Hi, all,
I used STAR to align reads to zebrafish genome. I know STAR output soft-clipped reads. But when I Blat the read to genome and find that actually there are only two insertions and one mismatch in the read.
The reads is
@NB501962:91:HVTHLBGX5:4:11603:19437:19319
CTCTGATTCAGTCTACTCAGACTTGATTGACCCATCACAGAGCTCAAGTTTAAATTCTGAGTTTGTTGACCCTCC
+
AAAAAEEEEEEEEEEEEEEEAEEEEEEEE/EEEAEEEEEEEEEEEEEEEEEEEEEEEEAEEEEEEEEAE/EEEEE
The STAR command I used is:
STAR --runThreadN 48 --genomeDir ./annotation --outFilterMismatchNoverLmax 0.05 --readFilesIn Read.fastq --outFileNamePrefix test_ --outSAMtype BAM SortedByCoordinate --outSAMattributes Standard
The result is:
NB501962:91:HVTHLBGX5:4:11603:19437:19319 0 1 6002 255 54M21S * 0 0 CTCTGATTCAGTCTACTCAGACTTGATTGACCCATCACAGAGCTCAAGTTTAAATTCTGAGTTTGTTGACCCTCC AAAAAEEEEEEEEEEEEEEEAEEEEEEEE/EEEAEEEEEEEEEEEEEEEEEEEEEEEEAEEEEEEEEAE/EEEEE NH:i:1 HI:i:1 AS:i:53 nM:i:0
But when I check the genome browser and extract the sequence, the mapping should be like(underline is insertion, lowcase is mismatch):
read:CTCTGATTCAGTCTACTCAGACTTGATTGACCCATCACAGAGCTCAAGTTTAAATTCTGAGTTTGTTGAcCCTCC
gemo:CTCTGATTCAGTCTACTCAGACTTGATTGACCCATCACAGAGCTCAAGTTTAAA__CTGAGTTTGTTGAaCCTCC
I would expect it to be mapped as the whole read with insertion. But the 3' end sequence after insertion, STAR output it as unmapped (soft-clipped). If I use the EndtoEnd mode, this read can not be mapped to genome.
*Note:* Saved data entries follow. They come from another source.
PR #63, opened 2013-02-06
Disable glyph cache

LawrenceK:
With the current xrdp head the display is getting corrupted when scrolling long lines, I suspect the glyph cache is not being updated on the client machine properly. This disables the glyph cache capability when using the freerdp1 plugin. This is not the long term solution as it has a performamce impact.

### DIFF
--- a/freerdp1/xrdp-freerdp.c
+++ b/freerdp1/xrdp-freerdp.c
@@ -1332,8 +1332,10 @@ lfreerdp_pre_connect(freerdp *instance)
 
     // TODO
     //instance->settings->glyph_cache = true;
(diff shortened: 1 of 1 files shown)


itamarjp:
Can you fix the conflicts against the current code ? so we can test / merge it

LawrenceK:
I no longer work for Osirium and do not have access at present to the repo that the patch sits in. I shall contact them and see what the state of play is. It may just have to be closed/not merged. The problem may of gone away if work has been done the glyph cache arena.

Lawrence

jsorg71:
I've been working with Osirium.
Let's close this and we'll open new PRs.

PR #121, opened 2014-04-17
make login screen window title configurable

cocoon:
please review. 

tested: I cloned this fresh modified branch, compiled and run 
then no problems with configured title and with completely commented out like this:
# ls_title=xxx


fuco809:
does this option ls_title allow to dynamically show the hostname on the login window?

PR #128, opened 2014-05-16
support for preferred combo box choice added

ArvidNorr:
Users often use the same RDP module every time they connects. With this fix users can provide information about what combobox they prefer.


itamarjp:
Can you fix the conflicts against the current code ? so we can test / merge it

proski:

Can someone help me out with this? Or are there any parameters in STAR I can set to map this read properly?
Thank you in advance!
Please use the formatting bar (especially the
code
option) to present your post better. I've done it for you this time.Thank you!
Thank you for the reminder. I was looking for the option to make it better. And you help me with it. Thanks!